The Evo's geared more towards a crunchy rhythm sound, IMO. Not very organic sounding. Would probably have the same tonality as the Full Shred, but with more output and high end. 

The Breed and Gravity Storm would be better if you want something more buttery smooth, the Breed being somewheres in-between the GS and the Evo, and the GS being a very, very smooth pickup.


----------



## gay4ass (Nov 30, 2015)

Black_Sheep said:


> Im thinking about changing the bridge pup on my Ibby prestige RG2610z. The guitar doesn't have a neck pickup at all. Stock was SD TB10 "full shred" ..it's okay, but not okay enough.
> 
> My intrests goes towards the two mentioned above, as I've always liked Vai's sound, and the pickups are not too expensive for me at the moment (in these times of custom made pickups and whatever being the #1 thing for everyone)
> 
> ...



I have a RG2610Z too and I had issues with the pickup cavity being not routed deep enough. Mine is a 2008 model.

It is quite impossible to swap the stock pickups out for other pickups unless you do some routing. You will need to use the shorter height pickups to fit in the guitar. Normally the higher output pickups are taller and the Evo will not fit. The GS will fit but the polepiece screws extend far out from the base of the pickup and hence will need to be trimmed with a bolt cutter to fit.

I have also noted that Dimarzios have a slight spacing difference between the mounting tabs as compared to Duncans and if you swap them out, the exisiting direct mount screw holes will not allow your pickups to center properly. You polepieces might not align nicely with your strings unless you make new holes.
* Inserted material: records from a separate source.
PR #271, opened 2016-02-04
Fix false low notifications

AdrianLxM:
People were complaining on Facebook (and here a few month back) that XDrip alerted for an empty transmitter even though it was quite new.

Some transmitter seem to send impossibly low battery values from time to time and therefore cause the alert. With this PR we will just accept battery levels above 120. (This is much lower than I have ever seen a transmitter being able to transmit anything).


tzachi-dar:
Seems reasonable.

PR #272, opened 2016-02-08
wear: match default values in settings and code

AdrianLxM:
The watchfaces should have a black background by default. The default value was just set in the settings but not in the code. Without changing it in the settings at least once the settings did not represent the actual behaviour.


tzachi-dar:
LGTM.

PR #273, opened 2016-02-11
Restrict data fetched for ongoing Notification

AdrianLxM:
This restricts the data fetched for the ongoing notification to the data that is needed.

The FS was nice but slightly lacking in low end. I actually liked it alot but in the end I swaped them out for a Perpetual Burn with trimmed pole screws in my RG2610Z. The only real reason why I did that was because I wanted a white pickup in it and options for white pickups were limited at where I am at.

I tried the following pickups in it: Full Shred (Dimarzio sounding but no low end... really good for technical stuff/shred) , Illuminator (Did not fit as it was too tall, Dominion (Way too middy.... great for riffing but nothing else), Perpetual Burn (sounds like a more balanced JB... less modern sounding but definitely the most versatile of the lot tried...)


----------



## zilla (Nov 30, 2015)

I had a hamer diablo a long time ago with the Evolution bridge and neck pickups in it. i loved the evolution neck, but I hated the bridge pickups. it was so harsh and... unmusical for lack of a better description.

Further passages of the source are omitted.